PR #664, opened 2023-10-13
Add new package `auth` for various authentication scenarios

### LINKED ISSUE #642: Cache registry credentials for cloud providers
We support using workload identity to enable passwordless logins for ACR, ECR and GCR. This is done by fetching an authentication token from the cloud provider. But, this token is not cached, which means we fetch a new token during every reconciliation. We should add a cache for each cloud provider and implement eviction and refreshing logic after the cached token expires.

aryan9600:
Add a new package `auth` which handles multiple authentication use cases for various cloud providers and SaaS. It inculdes the following sub packages:
* `aws`: For AWS and ECR auth
* `gcp`: For GCP and GAR auth
* `azure`: For Azure and ACR auth
* `github`: For GitHub Apps auth
* `registry`: For OCI registry auth
* `git`: For auth against Git providers

The packages `auth/registry` and `auth/git` also support caching the authentication credentials via `AuthOptions.CacheOptions.Key`. Caching needs to explicitly enabled by either calling `auth.InitCache()` or specifying a cache via `AuthOptions.CacheOptions.Cache`.

Fixes #642


auth/cache.go
```diff
@@ -0,0 +1,46 @@
...
+)
+
+var once sync.Once
+var cache Store
+
+// InitCache intializes the pacakge cache with the provided cache object.
+// Consumers that want automatic caching when using `GetRegistryAuthenticator()`
+// or `GetGitCredentials()` must call this before. It should only be called once,
+// all subsequent calls will be a no-op.
+func InitCache(s Store) {
```
hiddeco, line 31: I think it would be good if this returned an error for subsequent calls, to indicate it was already set.

auth/options.go
```diff
@@ -0,0 +1,57 @@
...
+	Secret *corev1.Secret
+
+	// ProviderOptions specifies the options to configure various authentication
+	// providers.
+	ProviderOptions ProviderOptions
+
+	// CacheKey is the key to use for caching the authentication credentials.
+	// Consumers must make sure to call `InitCache()` in order for caching to
+	// be enabled.
+	CacheKey string
```
hiddeco, line 47: I think it would be relatively easy to allow providing a custom `Cache` here instead of relying on the global default.

Poltergeisen:
Is this still planned for the next minor release of flux? I'm looking forward to using this soon if possible to connect to Azure Devops Git.

ageisen2000:
Will this work with the flux bootstrap command when implemented?

stefanprodan:
> Also awaiting this functionality, any updates?

We used to have an Azure account to test all of this but MSFT has canceled our subscription. Also https://github.com/fluxcd/flux2/discussions/4544

evandam:
I'm just wondering if it would be easier/more manageable if this was broken down a bit? For example it would probably be easier to test GitHub App auth and making related changes to the GitHub alert provider without worrying about AWS/Azure/GCP mixed in too?

Granted I'm a bit biased since I opened https://github.com/fluxcd/flux2/discussions/4356 and would love to see it implemented. No worries though and appreciate the effort everyone puts in to make Flux awesome!

AdrianBalcan:
Hi guys, this feature can be a solution differentiator for FluxCD over other solutions. It could bring full automation IaC between terraform AKS deployment and FluxCD which would populate the Kubernetes cluster and removing manual steps.

yashwanth-l:
Hello!

Any updates further on this issue?

This feature could be really help in avoiding using PAT and SSH Keys (GH doesn't even allow the same keys in multiple repos)

stefanprodan:
Closing, this is being implemented in stages in https://github.com/fluxcd/pkg/tree/main/auth

Poltergeisen:
Is there an issue in this new repository to track workload identity auth for azure DevOps?

stefanprodan:
@Poltergeisen the Azure DevOps OIDC-auth was released back in September. I suggest you subscribe to the Flux releases in the [flux2 repo](https://github.com/fluxcd/flux2). Here is the blog post: https://fluxcd.io/blog/2024/09/flux-v2.4.0/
***
## Requirement
Without changing anything, repeat every record above.

## Answer below
PR #664, opened 2023-10-13
Add new package `auth` for various authentication scenarios

### LINKED ISSUE #642: Cache registry credentials for cloud providers
We support using workload identity to enable passwordless logins for ACR, ECR and GCR. This is done by fetching an authentication token from the cloud provider. But, this token is not cached, which means we fetch a new token during every reconciliation. We should add a cache for each cloud provider and implement eviction and refreshing logic after the cached token expires.

aryan9600:
Add a new package `auth` which handles multiple authentication use cases for various cloud providers and SaaS. It inculdes the following sub packages:
* `aws`: For AWS and ECR auth
* `gcp`: For GCP and GAR auth
* `azure`: For Azure and ACR auth
* `github`: For GitHub Apps auth
* `registry`: For OCI registry auth
* `git`: For auth against Git providers

The packages `auth/registry` and `auth/git` also support caching the authentication credentials via `AuthOptions.CacheOptions.Key`. Caching needs to explicitly enabled by either calling `auth.InitCache()` or specifying a cache via `AuthOptions.CacheOptions.Cache`.

Fixes #642


auth/cache.go
```diff
@@ -0,0 +1,46 @@
...
+)
+
+var once sync.Once
+var cache Store
+
+// InitCache intializes the pacakge cache with the provided cache object.
+// Consumers that want automatic caching when using `GetRegistryAuthenticator()`
+// or `GetGitCredentials()` must call this before. It should only be called once,
+// all subsequent calls will be a no-op.
+func InitCache(s Store) {
```
hiddeco, line 31: I think it would be good if this returned an error for subsequent calls, to indicate it was already set.

auth/options.go
```diff
@@ -0,0 +1,57 @@
...
+	Secret *corev1.Secret
+
+	// ProviderOptions specifies the options to configure various authentication
+	// providers.
+	ProviderOptions ProviderOptions
+
+	// CacheKey is the key to use for caching the authentication credentials.
+	// Consumers must make sure to call `InitCache()` in order for caching to
+	// be enabled.
+	CacheKey string
```
hiddeco, line 47: I think it would be relatively easy to allow providing a custom `Cache` here instead of relying on the global default.

Poltergeisen:
Is this still planned for the next minor release of flux? I'm looking forward to using this soon if possible to connect to Azure Devops Git.

ageisen2000:
Will this work with the flux bootstrap command when implemented?

stefanprodan:
> Also awaiting this functionality, any updates?

We used to have an Azure account to test all of this but MSFT has canceled our subscription. Also https://github.com/fluxcd/flux2/discussions/4544

evandam:
I'm just wondering if it would be easier/more manageable if this was broken down a bit? For example it would probably be easier to test GitHub App auth and making related changes to the GitHub alert provider without worrying about AWS/Azure/GCP mixed in too?

Granted I'm a bit biased since I opened https://github.com/fluxcd/flux2/discussions/4356 and would love to see it implemented. No worries though and appreciate the effort everyone puts in to make Flux awesome!

AdrianBalcan:
Hi guys, this feature can be a solution differentiator for FluxCD over other solutions. It could bring full automation IaC between terraform AKS deployment and FluxCD which would populate the Kubernetes cluster and removing manual steps.

yashwanth-l:
Hello!

Any updates further on this issue?

This feature could be really help in avoiding using PAT and SSH Keys (GH doesn't even allow the same keys in multiple repos)

stefanprodan:
Closing, this is being implemented in stages in https://github.com/fluxcd/pkg/tree/main/auth

Poltergeisen:
Is there an issue in this new repository to track workload identity auth for azure DevOps?

stefanprodan:
@Poltergeisen the Azure DevOps OIDC-auth was released back in September. I suggest you subscribe to the Flux releases in the [flux2 repo](https://github.com/fluxcd/flux2). Here is the blog post: https://fluxcd.io/blog/2024/09/flux-v2.4.0/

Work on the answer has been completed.